3
votes

I am new to Spark an apology for asking such a question. I have a use case where I want to read a data from a specific partition of a topic with the help of Spark Streaming. I am using Spark Java API to do all the stuff.

I have created a topic named test with replication factor 2 and 5 partitions. Hopefully with the help of spark streaming Kafka integration guide, I am able to do all the things like creating a JavaStreamingContext object, creating a direct stream to Kafka broker and able to read all the message from all partition.

But still my use case does not fulfill, I have to read only messages of a particular partition of a topic in Kafka broker instead of all messages from all partition.

1

1 Answers

2
votes

You should be able to read specific partition from specific offset using following code.
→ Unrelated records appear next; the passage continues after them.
PR #1668, opened 2021-04-23
Fix hello-cube.html sample

kainino0x:
Works in Firefox, and in Chrome with a small workaround
(transform buffer visibility |= FRAGMENT).

### DIFF
--- a/samples/hello-cube.html
+++ b/samples/hello-cube.html
@@ -177,7 +177,7 @@ async function init() {
     };
 
     // Render Pipeline > Depth/Stencil State
-    const depthFormat = "depth24plus-stencil8";
+    const depthFormat = "depth24plus";
     const depthStateDescriptor = {
         format: depthFormat,
         depthWriteEnabled: true,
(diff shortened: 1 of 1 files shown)


Kangz (approved):

samples/hello-cube.html
```diff
@@ -25,144 +25,167 @@
...
     return data.color;
 }
 `;
 
-let device, swapChain, verticesBuffer, bindGroupLayout, pipeline, renderPassDescriptor;
-let projectionMatrix = mat4.create();
-let mappedGroups = [];
+let device, swapChain, verticesBuffer, renderPipeline, renderPassDescriptor;
+let transformBuffer, bindGroup;
+const projectionMatrix = mat4.create();
```
kvark, line 55: why are we mixing const and let?

kainino0x: `const` for the variables that don't need to change later, `let` for those that do

kvark (approved):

Map<TopicAndPartition, Long> consumerOffsets = new HashMap<TopicAndPartition, Long>();
TopicAndPartition p1 = new TopicAndPartition("yourtopic","yourpartition");
consumerOffsets.put(p1,offset);

JavaInputDStream<String>  messages = KafkaUtils.createDirectStream(
        jssc, 
        String.class, 
        String.class,
        StringDecoder.class, 
        StringDecoder.class, 
        String.class,
        kafkaParams,
        consumerOffsetsLong,
        new Function<MessageAndMetadata<String, String>, String>() {
            public String call(MessageAndMetadata<String, String> msgAndMeta) throws Exception {
                return msgAndMeta.message();
            }
        }
);